Thank you for your support. I understood it. >You do need to configure JobAcctGatherType in slurm.conf. >Did you change slurm.conf and not restart the slurm daemons >(so they would be using old configuration information)? We and customer done configure JobAcctGatherType in slurm.conf and change slurm.conf and not restart the slurm daemons. We and customer will scontrol reconfigure after configure JobAcctGatherType in slurm.conf. Best Regards.. Toru Matsuoka
Please keep in mind a simple scontrol reconfig will not load the setting correctly. You need to restart the daemons. Restart the slurmctld as well as all the slurmd's after the configuration change.

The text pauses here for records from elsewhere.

PR #431, opened 2018-07-13
Added software-properties-common in order to install php on aegis

nbari:
`make demo` broken, need to add `ppa:ondrej/php` in order to make it work on `agegis Dockerfile`


jhunt:
Thanks!

PR #432, opened 2018-07-13
Improve info and health endpoints

dennisjbell:
This PR updates the /v2/info and /v2/health endpoints, stabilizing version population and removing FQDN.  It also updates the shield cli and client library to convey the information to the end user more reliably.


dennisjbell:
[Header shows version as (development) in released versions](https://trello.com/c/zgUB575I/66-header-shows-version-as-development-in-released-versions)

PR #434, opened 2018-07-16
vault 0.10.* in dev/testdev

nbari:
add vault version `0.10.*` to allow running `make dev`

### DIFF
--- a/bin/testdev
+++ b/bin/testdev
@@ -84,6 +84,7 @@ preflight() {
   case $v in
   v0.8.*) ;;
   v0.9.*) ;;
+  v0.10.*) ;;
   *) echo
      echo "The installed version of vault ($v) has not been verified"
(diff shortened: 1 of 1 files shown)


dmolik:
Looks good to me, thank you!

jhunt:
Umm... are we 100% sure that Vault 0.10.0's key-value backend will work with SHIELD?  There was a reason we pinned at 0.9.6 and below.

daviddob:
I think this is due to the fact that SHIELD isn't using --dev for the vault and instead is using file backed storage. The new kv backend isn't automatically used as default outside of dev mode yet (not sure when they will make it default for non-dev servers or if they'll just wait till `secret/` isn't a default mount anymore. Breaking change planned for Vault 0.12.X - `secret/` will not be mounted by default at init time).

PR #438, opened 2018-07-31
Begin work on Backblaze B2 plugin

dmolik:
I've started work on supporting Backblaze as an optional storage plugin. I could use some feedback.


jhunt:
I think this looks good; can we rename the plugin to `backblaze` and also write some documentation for it?

dmolik:
Crap, let me clean up the git history.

Hello,Slurm Support team! I understood following contents and illustrated for customer. >Please keep in mind a simple scontrol reconfig will not load the setting >correctly. >You need to restart the daemons. >Restart the slurmctld as well as all the slurmd's after the configuration >change. Thank you! If add question is occured,I will open as new case. Please close this case! Best Regards.. Toru Matsuoka
Closed per customer request. SLurm daemons needed to be restarted to enable change in accounting information collection plugin.